Another recipient Praghya, 22, is a drone pilot. Speaking to Rotary News, she said that as a boy, her awareness about her status began when she was in Class 7. “Parental pressure was always on to change me, but it did not work. At least nowadays, some parents are accepting transgender children but in the earlier years there was so much of resistance and negativity. The result was that I too had to leave home.”

Now she stays along with six other transgenders, “three of them are transwomen and three are transmen. We live as a transgender community in a rented place, which the mother of one of the transgenders helped us find.
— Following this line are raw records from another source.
PR #6327, opened 2022-08-05
#6323: Lodestar: Fix list alignment on homepage

### LINKED ISSUE #6323: Lodestar theme: List block on homepage appears center aligned by default
### Quick summary

On home page List block appears center aligned by default when using the Lodestar theme.

### Steps to reproduce

1. On a simple or AT site, activate the Lodestart theme.
2. On the home page, add a list block with a few list items.

The list should have appeared left-aligned.

### What actually happened

The list appears center aligned.

### Context

A user has reported this here: #5440049-zd. I was also able to replicate this on a test site. I was able to replicate this issue on both simple and AT sites and it happens only on the homepage. The list block appears left aligned on non-homepages. If you set an existing homepage with list block as a regular page, the list appears left-aligned. If you set a regular page with list block as the homepage, the list appears center-aligned.

Simple, Atomic

### Theme-specific issue?

Yes, this happens on Lodestar theme.

I have tested this on Google Chrome (Version 103.0.5060.134 (Official Build) (x86_64)), Safari (Version 15.6 (17613.3.9.1.5)) and Firefox (103.0.1 (64-bit)) and was able to replciate the issue on these browsers.

### Reproducibility

Consistent

### Severity

One

### Available workarounds?

Yes, easy to implement

### Workaround details

The following CSS helps.

.home .lodestar-intro .entry-content ul {
	text-align: left;
}

bobmatyas:
#### Editor 

Screenshot on 2022-08-05 at 12-54-40

### Before

Screenshot on 2022-08-05 at 12-35-18

#### After

Screenshot on 2022-08-05 at 12-35-48

### Related issue(s):

Fixes https://github.com/Automattic/themes/issues/6323

### DIFF
--- a/lodestar/style.css
+++ b/lodestar/style.css
@@ -1219,7 +1219,6 @@ body:not(.logged-in) .lodestar-panel .jetpack-testimonial .entry-header {
 	color: #555;
 	font-size: 20px;
 	font-size: 1.25rem;
-	text-align: center;
 }
 
 .lodestar-intro .entry-content > *:last-child {


lodestar/style.css
```diff
@@ -1219,7 +1219,6 @@ body:not(.logged-in) .lodestar-panel .jetpack-testimonial .entry-header {
 	color: #555;
 	font-size: 20px;
 	font-size: 1.25rem;
-	text-align: center;
```
mikachan, line 1222: I think it would be best to target just list elements here, rather than removing the center alignment for all homepage content, otherwise, we lose the center alignment for all content. e.g. something like this:

```
.lodestar-intro .entry-content ul,
.lodestar-intro .entry-content ol {
	text-align: left;
}
```

bobmatyas: @mikachan I removed the `text-align: center` because it made the editor view reflect what is happening on the frontend. If we just target the list, it looks like this in the editor if a paragraph is left-aligned:

Screenshot on 2022-08-08 at 10-02-16

but the frontend then shows:

Screenshot on 2022-08-08 at 10-01-57

If that is okay, I'm happy to change it.

pbking: If a page is NOT used as the homepage all of the content is left-aligned (like it shows in the editor).  When used as a homepage the alignment changes to center ALL the content, which is quite different and seems like a bug.

As far as I can tell this fix brings a page's alignment into uh... alignment (pun intended) with what it shows everywhere else.  Thus it doesn't seem to be an issue with just the list items, but with all content.  Therefore the change that's currently made seems right to me.

pbking (approved):

lodestar/style.css
mikachan: Ah OK, that sounds good to me and makes sense. I was thinking that un-centering the home page content would cause more issues, but aligning all the alignments 😁 sounds better.

PR #6328, opened 2022-08-05
Club: adding custom styles for navigation block

### LINKED ISSUE #6218: club: Styles: Navigation
Implement navigation following the mockups

image

image

matiasbenedetto:
Club: adding custom styles for the navigation block

#### Related issue(s):
Fixes: https://github.com/Automattic/themes/issues/6218

### DIFF
--- a/club/parts/header.html
+++ b/club/parts/header.html
@@ -8,6 +8,8 @@
 	<!-- /wp:group --></div>
 	<!-- /wp:group -->
 	
-	<!-- wp:navigation {"__unstableLocation":"primary","overlayBackgroundColor":"background","overlayTextColor":"foreground","layout":{"type":"flex","setCascadingProperties":true,"justifyContent":"right","orientation":"horizontal"},"style":{"spacing":{"margin":{"top":"0"}}}} /--></div>
+	<!-- wp:navigation {__unstableLocation":"primary","overlayBackgroundColor":"background","overlayTextColor":"foreground","layout":{"type":"flex","setCascadingProperties":true,"justifyContent":"left","orientation":"horizontal"},"style":{"spacing":{"margin":{"top":"0"}}}} /--></div>
 	<!-- /wp:group --></div>
 	<!-- /wp:group -->
+
+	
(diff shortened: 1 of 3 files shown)


mikachan (commented):
The responsive menu looks like this for me with these changes, where the items are being cut off on the left side:

image

I think this is partly related to the `width: 100%` on the individual nav items.

matiasbenedetto:
thanks, @mikachan for the review!

It seems to be working fine now:
image

club/style.css
```diff
@@ -172,6 +172,40 @@ a {
 	text-decoration: none;
  }
 
+/*
+ * Navigation
+ */
+ .wp-block-navigation__responsive-container.is-menu-open .wp-block-navigation__responsive-container-content .wp-block-navigation__container {
+	align-items: flex-start;
```
mikachan: Actually, now I've taken another look at this, I don't think we need any of these `flex-start`s (lines 179, 183 and 197). I think we can change the alignment on the navigation block itself (`justifyContent`) to left aligned, and as long as the row container block is set to space between (which it currently is), the menu will appear aligned to the right on larger resolutions. e.g. change the navigation block to something like this:

```
<!-- wp:navigation {"overlayBackgroundColor":"background","overlayTextColor":"foreground","layout":{"type":"flex","setCascadingProperties":true,"justifyContent":"left","orientation":"horizontal"},"style":{"spacing":{"margin":{"top":"0"}}}} /-->
```

matiasbenedetto: Thanks for noticing this @mikachan. I wasn't aware of the ability of the navigation block to be configured in such a way. I removed that CSS and replaced it with the block configuration.

pbking:
🤔 The latest of this is showing a white background on the responsive navigation for me:

image

club/parts/header.html
```diff
@@ -8,6 +8,8 @@
 	<!-- /wp:group --></div>
 	<!-- /wp:group -->
 	
-	<!-- wp:navigation {"__unstableLocation":"primary","overlayBackgroundColor":"background","overlayTextColor":"foreground","layout":{"type":"flex","setCascadingProperties":true,"justifyContent":"right","orientation":"horizontal"},"style":{"spacing":{"margin":{"top":"0"}}}} /--></div>
+	<!-- wp:navigation {__unstableLocation":"primary","overlayBackgroundColor":"background","overlayTextColor":"foreground","layout":{"type":"flex","setCascadingProperties":true,"justifyContent":"left","orientation":"horizontal"},"style":{"spacing":{"margin":{"top":"0"}}}} /--></div>
```
mikachan: It looks like there's a missing `"` from the beginning of "__unstableLocation".

matiasbenedetto: Yep, thanks for notice that!

matiasbenedetto:
It should be working like this:

Desktop:
image


Mobile:
image
image

mikachan (approved):
LGTM! 🚢

PR #6331, opened 2022-08-06
Spearhead Blocks initial commit

onuro:
Initial commit for the Spearhead blocks, the FSE blocks version of the original Spearhead theme.

screenshot


spearheadblocks/style.scss
```diff
@@ -0,0 +1,34 @@
+/*
+Theme Name: Spearhead Blocks
```
pbking, line 2: You can remove this .scss file.  It doesn't look like there will be any CSS compilation for this theme so I don't think it will be needed at all.

spearheadblocks/style.css
```diff
@@ -0,0 +1,32 @@
...
+Author: Automattic
+Author URI: https://automattic.com
+Description: Spearhead Blocks is the Full Site Editing capable, block based version of the original Spearhead theme.
+Requires at least: 5.8
+Tested up to: 5.9
+Requires PHP: 5.7
+Version: 0.0.1
+License: GNU General Public License v2 or later
+License URI: https://raw.githubusercontent.com/Automattic/themes/trunk/LICENSE
+Template: blockbase
```
pbking, line 13: Consider using `blank-canvas` as a parent instead of Blockbase.  I gave it a quick test and it seems to have the same design.  Blank Canvas has less "baggage" than Blockbase.  

We haven't shipped Blank Canvas as a theme yet (thus it couldn't be used as a parent in production) but if there are viable usecases for it (such as this theme) it would be worth considering.

spearheadblocks/styles/midnight.json
```diff
@@ -0,0 +1,52 @@
...
+					"name": "Background"
+				}
+			]
+		}
+	},
+	"styles": {
+		"color": {
+			"background": "var(--wp--preset--color--background)",
+			"text": "var(--wp--preset--color--foreground)"
+		},
```
pbking, line 34: You could set this in theme.json and leave it out of the variation.

spearheadblocks/style.scss
```diff
@@ -0,0 +1,34 @@
...
+Author URI: https://automattic.com
+Description: Spearhead Blocks is the Full Site Editing capable, block based version of the original Spearhead theme.
+Requires at least: 5.8
+Tested up to: 5.9
+Requires PHP: 5.7
+Version: 0.0.1
+License: GNU General Public License v2 or later
+License URI: https://raw.githubusercontent.com/Automattic/themes/trunk/LICENSE
+Template: blockbase
+Text Domain: spearheadblocks
```
pbking, line 14: Convention tells us that this slug should be spearhead-blocks (as well as the folder name, etc)

pbking:
A really good version of Spearhead!

There are a few minor differences between Spearhead and Spearhead blocks I've noticed.

Margins for buttons and font size of buttons seems to be a bit different:

Spearhead:
image

Spearhead Blocks (current):
image

The page Title size is different and the default font size in the original I believe is a bit larger than what the block version has:

Spearhead:
image

Spearhead Blocks (current):
image

Top padding is higher:

Spearhead:
image

Spearhead Blocks:
image

pbking:
I thought the "dark mode" was one of Spearheads nicest design features. One thing you might want to consider; Instead of including a "dark mode" as an alternative style variation include the "dark colors" in the palette and mapping them with a media query:

image

```
  body {
    --wp--preset--color--primary: var(--wp--preset--color--primary-dark);
    --wp--preset--color--secondary: var(--wp--preset--color--secondary-dark);
    --wp--preset--color--foreground: var(--wp--preset--color--foreground-dark);
    --wp--preset--color--background: var(--wp--preset--color--background-dark);
  }
}
```

onuro:
Thank you so much for these inputs @pbking. Updating with fixes to those shortly

pbking:
Closing this one in deference to #6435.

PR #6335, opened 2022-08-08
Club: removing custom font size

matiasbenedetto:
In this PR I'm changing the Club theme font sizes in this way:

About custom custom `default-title` and `large`:
- Removing the custom font size called `default-title`.
- The former `default-title` font size is now the `large` font size in the font sizes array from `theme.json`.
- The former `large` font size (not used in any of the theme elements) is no longer available because it was replaced by the previous changes.

About ad-hoc `default` and `medium`:
- Removing the ad-hoc definition of the default font size using clamp.
- Replace the `medium` size definition (not used in any of the theme elements) for the default size.
- Set the `medium` font size as the default for the site.
- Set the `min` size of `medium` to `1rem` instead of `0.875rem` to avoid repeated font sizes and this Gutenberg bug: https://github.com/WordPress/gutenberg/issues/42683  

Change the footer paragraphs to make the theme use a font size definition defined in the default font sizes array instead of a custom font size.

#### Why?
Because if we use a custom font size for these elements and the user switches the theme those elements will lose the intended hierarchy in terms of font size and it will return to a default font size.


mikachan (approved):
This LGTM!

Issue #4628, opened 2021-09-16
Pique theme is not adding the default color palette css to the editor


glendaviesnz:
## Steps to replicate

- Add an image block with the Pique theme activated. 
- Try to set the font colour of the image caption using the theme palette - notice that the colour is not shown in the editor, but does show in the front end.

![theme-issue](https://user-images.githubusercontent.com/3629020/133694557-1b73464c-9b40-48e2-969a-7ecdab587b09.png)

## Result

Colours applied from theme default to image block captions do not show in the editor

## Expected

Colours applied from theme default to image block captions should show in the editor

PR #6342, opened 2022-08-08
#4628: Pique is not adding the default color palette css to the editor

Gustavo-Hilario:

Adding CSS code for default theme colors to be applied on the page/post editor: `editor-blocks.css`. Whenever we try to apply one of the theme's default colors to text using the `highlight` option, the color change is not getting applied to the elements. However, when checking the published page, we can see that the color change does work.

<table>
    <thead>
      <tr>
        <th>Before</th>
        <th>After</th>
    </tr>
    </thead>
    <tbody>
      <tr>
        <td></td>
        <td></td>
      </tr>
    </tbody>
  </table>

#### Related issue(s):

Pique theme is not adding the default color palette css to the editor #4628

### DIFF
--- a/pique/assets/css/editor-blocks.css
+++ b/pique/assets/css/editor-blocks.css
@@ -491,3 +491,63 @@ p.has-drop-cap:not(:focus)::first-letter {
 	letter-spacing: 0.05rem;
 	text-transform: uppercase;
 }
+
+/*--------------------------------------------------------------
+7.0 Blocks - Colors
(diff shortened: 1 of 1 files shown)


pbking (approved):
Yup, looks like oversight for the original build out.  I'm not sure why the `blocks.css` isn't just used for the editor which would include those colors but I suppose there are `reasons`.  This change fixes what ails.

PR #6344, opened 2022-08-08
#66356: Lodestar: Home page: Full width blocks are not full width

### LINKED ISSUE #6352: Lodestar: Home page: Full width blocks are not full width
### Quick summary

A page with full-width blocks won't show up as full-width when set as the home page.

### Steps to reproduce

1. Activate `Lodestar` theme.
2. Create a new page with full-width blocks. It can be a Cover, Group, Columns, or any other.
3. Set this page to be the home page in the site's Customizer.
4. Check the published page.

Home page content won't show up as full width.

I expected a similar full-width layout as we see in the page editor.

### What actually happened

The page content is within a narrower frame; therefore, not full width as set in the page editor.

Markup on 2022-08-08 at 14:24:00

The `max-width` property from this code is causing this issue.

```
.wrap {
    margin-left: auto;
    margin-right: auto;
    max-width: 1200px;
    max-width: calc(1200px - 1em);
    padding-left: 2em;
    padding-right: 2em;
}
```

### Context

Customer Report:

- [ ] 5458229-zen

Simple, Atomic

### Theme-specific issue?

Theme: Lodestar

_No response_

### Reproducibility

Consistent

### Severity

_No response_

### Available workarounds?

Yes, easy to implement

### Workaround details

CSS code should help here:

```
.home .site-main > .wrap {
  max-width: 100%;
  padding-left:0;
  padding-right: 0;
}

```

Gustavo-Hilario:

Removing a CSS selector that was preventing full-width blocks from being full width on the Lodestar home page.

---
<table>
    <thead>
      <tr>
        <th>Before</th>
        <th>After</th>
    </tr>
    </thead>
    <tbody>
      <tr>
        <td></td>
        <td></td>
      </tr>
    </tbody>
  </table>

#### Related issue(s):

Lodestar: Home page: Full width blocks are not full width Automattic/themes#6352

Fixes: https://github.com/Automattic/themes/issues/6352

### DIFF
--- a/lodestar/assets/css/blocks.css
+++ b/lodestar/assets/css/blocks.css
@@ -45,7 +45,8 @@ body:not(.has-sidebar) .site-content {
 }
 
 body:not(.has-sidebar) .alignfull,
-body:not(.has-sidebar).lodestar-front-page .lodestar-panel:not(.two-column) .alignfull {
+body:not(.has-sidebar).lodestar-front-page .lodestar-panel:not(.two-column) .alignfull, 
+body:not(.has-sidebar).lodestar-front-page .lodestar-intro:not(.two-column) .alignfull {
 	margin-left: calc(50% - 50vw);
 	margin-right: calc(50% - 50vw);
 	max-width: 1000%;
--- a/lodestar/assets/css/blocks.css
+++ b/lodestar/assets/css/blocks.css
@@ -44,7 +44,7 @@ body:not(.has-sidebar) .site-content {
 	}
 }
 
-body:not(.has-sidebar):not(.lodestar-front-page) .alignfull,
+body:not(.has-sidebar) .alignfull,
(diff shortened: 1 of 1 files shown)


pbking:
I see that the bit removed was originally added [here on purpose](https://github.com/Automattic/themes/pull/326).  Does the original issue (wide and full elements in two-column layouts) still apply?  Is it appropriately dealt with in another way?

pbking:
Yup, can confirm that the original reason that was applied is still valid:
image

It only seems to matter if it's using 2 columns so maybe something specific to the `.lodestar-panel two-column` classes (or something) is necessary to remain.

Gustavo-Hilario:
Thank you for the heads-up here, @pbking .

The code was allowing full-width content on all Lodestar panels, except the home page panel that has the `lodestar-intro` class, not `lodestar-panel`. I've added the code that will help with full-width content on the Lodestar home page.

pbking (approved):
👍 Works as intended with no side effects I could discern.

PR #6345, opened 2022-08-08
Club: Search page template

matiasbenedetto:
Implement Club theme Search page template

image


club/templates/search.html
```diff
@@ -1,47 +1,13 @@
 <!-- wp:template-part {"slug":"header","tagName":"header"} /-->
 
-<!-- wp:group {"layout":{"inherit":true}} -->
-<div class="wp-block-group">
-	<!-- wp:search /-->
+<!-- wp:group {"layout":{"inherit":false}} -->
+<div class="wp-block-group"><!-- wp:search /-->
```
madhusudhand: Design suggest to use a placeholder instead of label and a different text for the button. The search from 404 page could be re-used by extracting to a hidden pattern.

Design:
image

frontend:
image

madhusudhand (commented):
Dropped a minor inline comment.
Everything else LGTM!

club/templates/search.html
matiasbenedetto: Thanks for your input. Now it is looking like this:

image

madhusudhand (approved):
LGTM!

PR #6348, opened 2022-08-09
Club: implement button styles for interactive states in the read more block button

matiasbenedetto:
Club: implement button styles for interactive states in the read more block button

image

### DIFF
--- a/club/style.css
+++ b/club/style.css
@@ -47,6 +47,11 @@ a {
  * https://github.com/WordPress/gutenberg/issues/27075
  */
 
+ .wp-block-read-more:is(:hover, :focus) {
+	background-color: var(--wp--preset--color--foreground);
+	color: var(--wp--preset--color--background);
+ }
+
 :is(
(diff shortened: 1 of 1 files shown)


club/style.css
```diff
@@ -63,15 +68,7 @@ a {
...
-}
-
-:is(
-	.wp-block-search__button,
-	.wp-block-file .wp-block-file__button,
-	.wp-block-button__link,
-	.wp-elements-button,
+	.wp-block-read-more,
 ):where(:active) {
 	border-style: dotted;
```
mikachan, line 73: Only a small detail, but I think this should be `dashed` rather than `dotted`, when looking at the comps.

mikachan (commented):
This is looking great, I've just left one other comment.

club/style.css
matiasbenedetto: good catch! Change ready!

mikachan (approved):
Looks good to me!

Issue #6232, opened 2022-07-14
Classic themes: Padding issue on <mark> element when using inline colors(part 2)


Robertght:

cuemarie:
Encountered here: 6468992-zd-woothemes

This user was using a third-party classic theme, CoverNews by AF themes. Provided them with the CSS snippet above.

I don't think this is really a themes specific issue, though, so also transferring back to `/wp-calypso` and will take a look when I triage next - this may need to be reported in core.

PR #6350, opened 2022-08-09
#6232: Publication: Fix padding on inline text color

bobmatyas:
Fixes inline text color issue in Publication and Shoreditch

##### Before

Screenshot on 2022-08-09 at 11-30-23

##### After

Screenshot on 2022-08-09 at 11-33-15

##### Before

Screenshot on 2022-08-09 at 11-40-35

##### After

Screenshot on 2022-08-09 at 11-43-30

### Related issue(s):

Addresses https://github.com/Automattic/themes/issues/7164 for Publication and Shoreditch.

### DIFF
--- a/publication/style.css
+++ b/publication/style.css
@@ -439,7 +439,7 @@ acronym {
 	border-bottom: 1px dotted #222;
 	cursor: help;
 }
-mark,
+mark:not(.has-inline-color),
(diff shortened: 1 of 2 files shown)


madhusudhand (approved):
LGTM!

PR #6354, opened 2022-08-09
Removed group block wrapping query pagination

### LINKED ISSUE #6261: Blockbase: Can not duplicate query pagination in index template due to invalid nesting
## Steps to replicate

1. I activated the theme.
2. Opened the site editor, which presented the index template.
3. I expanded the list view and selected the query pagination block.
4. I selected the block toolbar. But I was unable to find an option to duplicate the block.

My goal was to have one query pagination at the top and one at the bottom of the post lists.

-I can add a new query pagination, but it would have been faster for me to duplicate the block
-I can also duplicate the group with the query pagination inside. The limitation is only for the query pagination block itself.

## Result
I was unable to find an option to duplicate the block.

## Expected

I expected to be able to duplicate the block.

* User report: [shortlink to chat/forum thread/ticket, ie 12345-hc]
* Follow-up ticket: [shortlink to ticket, ie 12345-zen]

------

I believe this is because the query pagination is inside the group:

```
	<div class="wp-block-group">
	<!-- wp:query-pagination -->
		<!-- wp:query-pagination-previous /-->

		<!-- wp:query-pagination-next /-->
	<!-- /wp:query-pagination -->
	</div>
	<!-- /wp:group -->
```

Placing the query pagination inside the group is not valid: Its only parent block is the query.
You can confirm this by trying to add a new group and adding a query pagination block inside it,
and by viewing [ block.json ](https://github.com/WordPress/gutenberg/blob/trunk/packages/block-library/src/query-pagination/block.json#L7)

pbking:
Removed group block wrapping query pagination which was causing problems.

Fixes #6261

### DIFF
--- a/blockbase/templates/index.html
+++ b/blockbase/templates/index.html
@@ -15,8 +15,6 @@
 </div>
 <!-- /wp:group -->
 <!-- /wp:post-template -->
-<!-- wp:group {"layout":{"inherit":true}} -->
-	<div class="wp-block-group">
 	<!-- wp:query-pagination -->
 		<!-- wp:query-pagination-previous /-->
 
@@ -24,8 +22,6 @@
 
 		<!-- wp:query-pagination-next /-->
 	<!-- /wp:query-pagination -->
-	</div>
-	<!-- /wp:group -->
 </main>
 <!-- /wp:query -->
 


madhusudhand (approved):
LGTM!

Issue #82, opened 2015-09-16
Enable ALPN in openjdk8 image


gregw:
Enable ALPN in openjdk9 image as part of the boot classpath of the JVM.   Use this ALPN for HTTP/2 in the pure jetty image and GAEv2 images

lesv:
That's a great idea -- if you do it, remember to add in webapps/root.xml  (or it's equivalent)

```  
<Call name="addSystemClass">
    <Arg type="String">org.eclipse.jetty.alpn.</Arg>
</Call>
  <Set name="parentLoaderPriority">
    <SystemProperty name="jetty_parent_classloader" default="false"/>
</Set>
```
So ALPN can be found by Netty in gRPC.

gregw:
@lesv 
I think it should probably be exposed by default in jetty, so I've created this issue: https://bugs.eclipse.org/bugs/show_bug.cgi?id=477641

lesv:
Probably should, but it's definitely not now.  Thanks -- good idea.

gregw:
There are two ways we can proceed with this.

We are currently working with the openjdk9 developers reviewing their ALPN implementation.   The key thing about the proposed openjdk9 ALPN support is that it is a significantly different model to what we have implemented in the jetty project.  Specifically it has a different callback model that makes the selection of the cipher/protocol/alias an iterative process allowing co-dependencies.

We could just add the existing jetty ALPN to the openjdk8 images and leave the porting to the new model to when things are switched to openjdk9.  

Alternatively, we could do the work now to morph the current jetty image to offer the same API and interaction style as proposed for openjdk9.  This would both test the openjdk9 API (as it really needs real test cases to check) and would mean that newly developed ALPN dependent code would not need to be reworked in a year or two, which may make an impediment for openjdk9 adoption.

As ALPN is "new" in the context of the official google java images, I think consideration should be given to this second approach.

gregw:
@lesv any comment on the openjdk9 API style?

lesv:
I can talk about alpn-jetty interaction in how I use it, but @ejona86 is better equipped to comment.

ejona86:
[...]

PR #111, opened 2015-10-13
Added ALPN support to gce-debian-openjdk #82

gregw:
Issue #82
Moved gdbg, gprof and alpn to /opt
Added /opt/alpn/format-env-appengine-vm.sh create ALPN java args
Added $JETTY_BASE/modules/gce-alpn.mod to avoid downloading jetty ALPN

The env variable ALPN_ENABLE and ALPN_DISABLE follow the same pattern as
used for cdbg and cprof.

If ALPN_ENABLE is set, then the jetty_run.sh and docker-entrypoint.bash scripts
will call /opt/alpn/format-env-appengine-vm.sh.   That script will look for
ALPN_DISABLE and if not set, will produce arguments for the boot classpath.


ludoch:
Just need to resolve the conflict and good to go.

Even getting a place to live in is so difficult for us in Chennai; nobody wants to give out their place to us,” says Praghya.

RC Madras Esplanade president Paresh Jani with award recipients and members of all participating clubs.

She wanted to train as a drone pilot; “it’s a short course of only 10 days and costs ₹75,000 plus GST. A private trust approached the Indian Oil Corporation and they sponsored the training of 15 people, which included four transwomen and five transmen.” Emerging among the top four students from this training course, she is now employed by a private company as a technical assistant.

Jani said that several Rotary clubs in Chennai came together “to champion the cause of inclusivity and diversity in our society.” They were RCs Madras Esplanade, Madras Cosmos, Madras Nungambakkam, ­Gummidipoondi Industrial City and Madras Fort. RID 3232 DEI chair Barbara Bedi, and several Rotarians from the other collaborating clubs were present.

Durgashree added, “These outstanding individuals have not only navigated through challenging circumstances but have also emerged as beacons of hope and inspiration to others, and their contribution is a testament to the evolving mindset of our ­society, embracing inclusion and diversity wholeheartedly. As we celebrate the achievements of these remarkable individuals, let us reaffirm our commitment to creating a more equitable and just world.”

The last word to Praghya; extremely happy to be recognised by Rotary, she says, “I am grateful that Rotarians and Rotaractors have given us this recognition. More than for ourselves, we accept this honour on behalf of the transgender community as such events and exposure help to spread awareness in the general community where transgenders continue to face discrimination and other challenges just for the right to live their lives.”